To do:
Every entry should be returned exactly. Omit none of them.

Records supplied:
PR #46763, opened 2026-03-09
[chore] Make test tittles linkable for easier access from docs

ChrsMark:
#### Description

This PR makes the test results' titles to be linkable so we can reference specific tests results directly from external pages, docs etc.

#### Link to tracking issue
This will be useful for https://github.com/open-telemetry/opentelemetry-collector-contrib/issues/46422

#### Testing

The produced page now looks like this:
Screenshot 2026-03-09 at 3 29 07 PM

AI Usage Disclaimer:
Cursor was used to update the html code, and the result was validated locally by loading the html page in the broswer.

### DIFF
--- a/docs/benchmarks/loadtests/index.html
+++ b/docs/benchmarks/loadtests/index.html
@@ -79,6 +79,7 @@
       width: 100%;
       display: flex;
       flex-direction: column;
+      scroll-margin-top: 1rem;
     }
 
     .benchmark-title {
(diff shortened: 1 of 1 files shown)


mx-psi (approved):

ArthurSens (approved):
Looks like the `benchmarks` will need a rebase to make the CI happy though

ChrsMark:
> Looks like the `benchmarks` will need a rebase to make the CI happy though

It seems we don't really update that branch, it's only used for the test results to get published?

Problem solution:
PR #46763, opened 2026-03-09
[chore] Make test tittles linkable for easier access from docs

ChrsMark:
#### Description

This PR makes the test results' titles to be linkable so we can reference specific tests results directly from external pages, docs etc.

#### Link to tracking issue
This will be useful for https://github.com/open-telemetry/opentelemetry-collector-contrib/issues/46422

#### Testing

The produced page now looks like this:
Screenshot 2026-03-09 at 3 29 07 PM

AI Usage Disclaimer:
Cursor was used to update the html code, and the result was validated locally by loading the html page in the broswer.

### DIFF
--- a/docs/benchmarks/loadtests/index.html
+++ b/docs/benchmarks/loadtests/index.html
@@ -79,6 +79,7 @@
       width: 100%;
       display: flex;
       flex-direction: column;
+      scroll-margin-top: 1rem;
     }
 
     .benchmark-title {
(diff shortened: 1 of 1 files shown)


mx-psi (approved):

ArthurSens (approved):
Looks like the `benchmarks` will need a rebase to make the CI happy though

ChrsMark:
> Looks like the `benchmarks` will need a rebase to make the CI happy though

It seems we don't really update that branch, it's only used for the test results to get published?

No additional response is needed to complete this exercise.